Where a line in the records below includes "your", pull that line out.

**Dataset entries**

☆ ☆ ☆ ☆ ☆

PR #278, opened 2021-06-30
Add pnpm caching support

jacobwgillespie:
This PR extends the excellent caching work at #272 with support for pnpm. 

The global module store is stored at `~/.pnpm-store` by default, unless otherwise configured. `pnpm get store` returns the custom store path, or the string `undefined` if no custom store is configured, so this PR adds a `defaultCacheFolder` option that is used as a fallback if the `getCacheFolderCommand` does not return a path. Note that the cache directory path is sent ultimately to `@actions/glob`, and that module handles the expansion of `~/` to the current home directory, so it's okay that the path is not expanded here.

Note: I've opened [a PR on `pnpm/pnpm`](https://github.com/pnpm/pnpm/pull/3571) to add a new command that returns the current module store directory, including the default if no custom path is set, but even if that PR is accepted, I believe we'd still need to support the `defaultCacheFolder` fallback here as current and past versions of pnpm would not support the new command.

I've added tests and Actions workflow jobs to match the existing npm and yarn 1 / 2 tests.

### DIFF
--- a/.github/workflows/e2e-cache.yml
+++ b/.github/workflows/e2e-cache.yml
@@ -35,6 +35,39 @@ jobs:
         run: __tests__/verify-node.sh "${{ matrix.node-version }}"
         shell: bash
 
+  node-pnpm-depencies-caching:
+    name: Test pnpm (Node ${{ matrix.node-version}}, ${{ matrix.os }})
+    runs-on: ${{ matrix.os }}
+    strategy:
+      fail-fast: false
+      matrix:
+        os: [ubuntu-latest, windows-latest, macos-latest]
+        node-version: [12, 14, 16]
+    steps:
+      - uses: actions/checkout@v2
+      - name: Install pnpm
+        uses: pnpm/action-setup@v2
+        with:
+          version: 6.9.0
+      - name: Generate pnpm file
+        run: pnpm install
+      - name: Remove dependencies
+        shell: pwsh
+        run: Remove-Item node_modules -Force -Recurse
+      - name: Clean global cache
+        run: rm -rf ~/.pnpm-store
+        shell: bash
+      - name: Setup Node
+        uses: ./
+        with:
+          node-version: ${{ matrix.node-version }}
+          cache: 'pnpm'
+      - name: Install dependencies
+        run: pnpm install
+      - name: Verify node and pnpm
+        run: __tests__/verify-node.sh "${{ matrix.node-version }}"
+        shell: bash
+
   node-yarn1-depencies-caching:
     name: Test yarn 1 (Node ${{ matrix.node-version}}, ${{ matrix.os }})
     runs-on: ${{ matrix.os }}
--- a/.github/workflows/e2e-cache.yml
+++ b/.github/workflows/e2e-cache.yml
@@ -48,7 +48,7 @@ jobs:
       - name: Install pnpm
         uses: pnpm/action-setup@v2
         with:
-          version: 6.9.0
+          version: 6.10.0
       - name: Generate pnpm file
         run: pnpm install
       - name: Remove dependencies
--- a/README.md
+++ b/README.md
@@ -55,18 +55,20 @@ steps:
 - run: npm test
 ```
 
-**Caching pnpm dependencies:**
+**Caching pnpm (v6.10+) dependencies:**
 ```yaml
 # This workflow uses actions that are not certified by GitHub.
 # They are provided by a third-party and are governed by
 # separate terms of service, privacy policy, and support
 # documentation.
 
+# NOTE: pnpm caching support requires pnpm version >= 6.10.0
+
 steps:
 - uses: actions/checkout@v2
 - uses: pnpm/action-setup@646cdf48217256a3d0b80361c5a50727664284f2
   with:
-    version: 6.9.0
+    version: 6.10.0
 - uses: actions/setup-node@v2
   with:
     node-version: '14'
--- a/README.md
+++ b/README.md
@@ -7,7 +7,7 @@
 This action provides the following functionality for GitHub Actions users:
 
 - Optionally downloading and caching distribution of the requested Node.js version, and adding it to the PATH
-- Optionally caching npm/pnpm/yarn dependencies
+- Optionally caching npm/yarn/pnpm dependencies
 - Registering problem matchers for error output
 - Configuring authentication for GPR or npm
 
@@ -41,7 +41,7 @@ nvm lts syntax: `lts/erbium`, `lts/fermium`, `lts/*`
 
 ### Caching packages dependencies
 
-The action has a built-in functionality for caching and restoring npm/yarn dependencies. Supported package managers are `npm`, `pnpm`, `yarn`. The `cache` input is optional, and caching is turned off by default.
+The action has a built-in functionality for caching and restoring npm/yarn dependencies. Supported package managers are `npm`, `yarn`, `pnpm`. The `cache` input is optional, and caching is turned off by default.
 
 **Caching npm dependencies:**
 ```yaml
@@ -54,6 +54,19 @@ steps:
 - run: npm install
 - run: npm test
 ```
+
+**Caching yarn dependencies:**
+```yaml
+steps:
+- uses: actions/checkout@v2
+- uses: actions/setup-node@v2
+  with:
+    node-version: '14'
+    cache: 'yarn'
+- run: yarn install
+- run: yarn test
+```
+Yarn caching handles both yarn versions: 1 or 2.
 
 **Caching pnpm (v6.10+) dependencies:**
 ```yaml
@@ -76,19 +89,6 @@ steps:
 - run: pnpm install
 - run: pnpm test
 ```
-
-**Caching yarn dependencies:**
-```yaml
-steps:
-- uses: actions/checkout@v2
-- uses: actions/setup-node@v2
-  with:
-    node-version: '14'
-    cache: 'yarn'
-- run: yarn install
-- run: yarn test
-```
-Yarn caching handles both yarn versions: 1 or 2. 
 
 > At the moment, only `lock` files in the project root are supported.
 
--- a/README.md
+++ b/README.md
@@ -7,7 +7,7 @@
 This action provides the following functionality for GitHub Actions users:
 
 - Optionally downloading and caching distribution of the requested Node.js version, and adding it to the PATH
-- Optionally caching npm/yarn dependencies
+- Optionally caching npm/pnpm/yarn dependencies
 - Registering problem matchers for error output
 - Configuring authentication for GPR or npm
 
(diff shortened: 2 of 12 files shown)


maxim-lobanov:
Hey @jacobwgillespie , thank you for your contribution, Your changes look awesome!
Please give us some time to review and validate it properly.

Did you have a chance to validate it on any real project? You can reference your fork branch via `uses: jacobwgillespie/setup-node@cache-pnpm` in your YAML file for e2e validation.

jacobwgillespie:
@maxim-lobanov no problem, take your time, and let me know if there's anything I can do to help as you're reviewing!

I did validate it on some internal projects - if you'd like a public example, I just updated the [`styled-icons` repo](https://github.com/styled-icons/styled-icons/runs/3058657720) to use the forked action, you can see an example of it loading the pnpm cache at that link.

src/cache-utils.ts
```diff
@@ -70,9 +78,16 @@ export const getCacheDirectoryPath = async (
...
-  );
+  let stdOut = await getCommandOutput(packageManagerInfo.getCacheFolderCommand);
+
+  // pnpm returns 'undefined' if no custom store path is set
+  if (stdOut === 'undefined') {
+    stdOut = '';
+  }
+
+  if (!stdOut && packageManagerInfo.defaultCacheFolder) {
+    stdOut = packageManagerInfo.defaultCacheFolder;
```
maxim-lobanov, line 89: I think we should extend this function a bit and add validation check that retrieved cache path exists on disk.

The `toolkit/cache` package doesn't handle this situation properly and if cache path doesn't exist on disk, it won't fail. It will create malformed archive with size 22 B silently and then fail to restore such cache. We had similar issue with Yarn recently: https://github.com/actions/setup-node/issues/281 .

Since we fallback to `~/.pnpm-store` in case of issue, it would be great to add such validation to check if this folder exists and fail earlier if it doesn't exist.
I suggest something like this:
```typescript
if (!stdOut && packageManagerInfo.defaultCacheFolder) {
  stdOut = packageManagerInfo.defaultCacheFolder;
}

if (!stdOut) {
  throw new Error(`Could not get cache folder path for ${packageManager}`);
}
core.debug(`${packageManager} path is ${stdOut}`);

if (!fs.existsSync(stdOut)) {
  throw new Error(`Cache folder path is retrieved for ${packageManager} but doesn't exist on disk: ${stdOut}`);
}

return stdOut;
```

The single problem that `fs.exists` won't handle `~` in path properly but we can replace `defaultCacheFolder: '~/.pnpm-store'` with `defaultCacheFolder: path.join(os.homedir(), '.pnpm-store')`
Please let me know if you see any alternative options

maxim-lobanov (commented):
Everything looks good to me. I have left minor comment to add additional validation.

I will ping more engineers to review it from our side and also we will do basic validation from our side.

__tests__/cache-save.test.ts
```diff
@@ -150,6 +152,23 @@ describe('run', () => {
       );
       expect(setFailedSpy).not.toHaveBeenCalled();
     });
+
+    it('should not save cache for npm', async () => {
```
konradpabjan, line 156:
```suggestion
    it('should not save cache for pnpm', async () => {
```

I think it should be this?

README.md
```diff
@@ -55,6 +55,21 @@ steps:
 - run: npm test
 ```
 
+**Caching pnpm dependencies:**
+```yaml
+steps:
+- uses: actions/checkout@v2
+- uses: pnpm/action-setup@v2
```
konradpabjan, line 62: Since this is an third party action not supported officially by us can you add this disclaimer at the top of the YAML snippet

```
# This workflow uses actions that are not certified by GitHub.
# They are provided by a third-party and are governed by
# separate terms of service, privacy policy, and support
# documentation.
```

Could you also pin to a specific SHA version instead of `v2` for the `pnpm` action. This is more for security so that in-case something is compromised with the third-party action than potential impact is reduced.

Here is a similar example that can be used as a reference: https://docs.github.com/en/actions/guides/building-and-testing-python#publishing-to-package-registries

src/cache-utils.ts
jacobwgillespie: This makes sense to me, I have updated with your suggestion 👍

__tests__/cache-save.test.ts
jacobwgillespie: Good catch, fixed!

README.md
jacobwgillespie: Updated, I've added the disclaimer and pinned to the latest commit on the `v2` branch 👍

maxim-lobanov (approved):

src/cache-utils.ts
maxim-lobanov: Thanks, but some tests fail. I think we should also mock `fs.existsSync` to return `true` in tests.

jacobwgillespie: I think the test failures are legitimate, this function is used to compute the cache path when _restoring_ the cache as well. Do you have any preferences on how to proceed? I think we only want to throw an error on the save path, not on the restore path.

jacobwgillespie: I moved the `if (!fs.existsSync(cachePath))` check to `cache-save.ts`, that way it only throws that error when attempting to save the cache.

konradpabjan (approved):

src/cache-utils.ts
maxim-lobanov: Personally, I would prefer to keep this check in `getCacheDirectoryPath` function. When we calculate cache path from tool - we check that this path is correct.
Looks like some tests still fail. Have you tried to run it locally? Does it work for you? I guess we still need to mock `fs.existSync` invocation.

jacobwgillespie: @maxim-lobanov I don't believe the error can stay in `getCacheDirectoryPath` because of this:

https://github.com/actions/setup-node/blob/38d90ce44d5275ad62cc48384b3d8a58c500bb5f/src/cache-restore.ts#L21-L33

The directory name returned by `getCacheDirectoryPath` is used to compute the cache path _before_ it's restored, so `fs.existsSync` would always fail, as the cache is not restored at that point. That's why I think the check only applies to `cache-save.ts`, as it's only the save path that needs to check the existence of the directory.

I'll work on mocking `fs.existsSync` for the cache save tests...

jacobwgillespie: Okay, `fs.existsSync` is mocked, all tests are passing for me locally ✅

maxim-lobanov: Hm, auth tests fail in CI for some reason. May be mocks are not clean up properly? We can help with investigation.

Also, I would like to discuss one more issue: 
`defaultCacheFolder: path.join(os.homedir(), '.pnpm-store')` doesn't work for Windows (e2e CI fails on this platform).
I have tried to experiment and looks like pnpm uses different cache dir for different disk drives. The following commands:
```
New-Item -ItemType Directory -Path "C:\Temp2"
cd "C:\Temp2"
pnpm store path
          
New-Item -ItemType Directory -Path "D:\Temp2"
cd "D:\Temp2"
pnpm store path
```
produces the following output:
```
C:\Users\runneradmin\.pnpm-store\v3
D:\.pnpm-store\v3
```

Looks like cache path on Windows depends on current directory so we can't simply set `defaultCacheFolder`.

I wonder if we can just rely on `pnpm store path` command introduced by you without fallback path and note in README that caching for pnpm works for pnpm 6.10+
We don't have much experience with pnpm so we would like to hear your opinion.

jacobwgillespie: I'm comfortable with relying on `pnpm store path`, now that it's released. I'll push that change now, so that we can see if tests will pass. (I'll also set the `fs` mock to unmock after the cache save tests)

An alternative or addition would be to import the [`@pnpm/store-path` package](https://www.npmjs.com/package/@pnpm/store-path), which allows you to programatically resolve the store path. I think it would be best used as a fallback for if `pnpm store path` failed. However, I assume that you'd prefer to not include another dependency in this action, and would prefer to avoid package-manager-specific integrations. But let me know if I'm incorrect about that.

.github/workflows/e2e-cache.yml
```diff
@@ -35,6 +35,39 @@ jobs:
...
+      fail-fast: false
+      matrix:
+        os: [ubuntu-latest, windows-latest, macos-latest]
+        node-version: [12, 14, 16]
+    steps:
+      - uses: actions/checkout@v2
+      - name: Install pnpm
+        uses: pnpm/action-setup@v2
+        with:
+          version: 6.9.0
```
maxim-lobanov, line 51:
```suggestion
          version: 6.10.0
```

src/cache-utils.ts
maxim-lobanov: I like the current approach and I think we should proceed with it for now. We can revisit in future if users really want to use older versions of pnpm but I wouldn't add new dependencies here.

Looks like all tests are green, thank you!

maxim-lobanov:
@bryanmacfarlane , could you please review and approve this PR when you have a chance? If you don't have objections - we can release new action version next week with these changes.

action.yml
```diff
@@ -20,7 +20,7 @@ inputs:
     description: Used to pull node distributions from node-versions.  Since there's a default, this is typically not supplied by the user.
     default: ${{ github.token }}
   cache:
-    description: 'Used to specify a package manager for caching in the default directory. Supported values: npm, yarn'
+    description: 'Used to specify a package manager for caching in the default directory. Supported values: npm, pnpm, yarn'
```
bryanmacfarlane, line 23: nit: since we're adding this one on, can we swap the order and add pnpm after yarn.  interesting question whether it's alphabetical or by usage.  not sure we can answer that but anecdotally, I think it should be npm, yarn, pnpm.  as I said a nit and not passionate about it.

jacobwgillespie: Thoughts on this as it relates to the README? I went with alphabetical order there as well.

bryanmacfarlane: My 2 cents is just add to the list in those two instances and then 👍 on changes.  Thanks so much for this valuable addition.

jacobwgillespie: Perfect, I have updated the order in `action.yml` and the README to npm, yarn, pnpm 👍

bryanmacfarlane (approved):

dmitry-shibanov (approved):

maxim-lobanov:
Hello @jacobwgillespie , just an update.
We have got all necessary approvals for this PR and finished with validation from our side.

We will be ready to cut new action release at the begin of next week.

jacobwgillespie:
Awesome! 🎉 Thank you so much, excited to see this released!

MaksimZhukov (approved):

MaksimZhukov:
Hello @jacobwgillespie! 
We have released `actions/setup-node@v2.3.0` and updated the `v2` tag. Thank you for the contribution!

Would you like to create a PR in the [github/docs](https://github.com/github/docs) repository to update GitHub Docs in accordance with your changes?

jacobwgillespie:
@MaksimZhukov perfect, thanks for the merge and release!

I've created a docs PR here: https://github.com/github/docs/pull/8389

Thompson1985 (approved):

☆ ☆ ☆ ☆ ☆

**Solution for this task**
Hey @jacobwgillespie , thank you for your contribution, Your changes look awesome!
Did you have a chance to validate it on any real project? You can reference your fork branch via `uses: jacobwgillespie/setup-node@cache-pnpm` in your YAML file for e2e validation.
@maxim-lobanov no problem, take your time, and let me know if there's anything I can do to help as you're reviewing!
jacobwgillespie: This makes sense to me, I have updated with your suggestion 👍
We don't have much experience with pnpm so we would like to hear your opinion.
Would you like to create a PR in the [github/docs](https://github.com/github/docs) repository to update GitHub Docs in accordance with your changes?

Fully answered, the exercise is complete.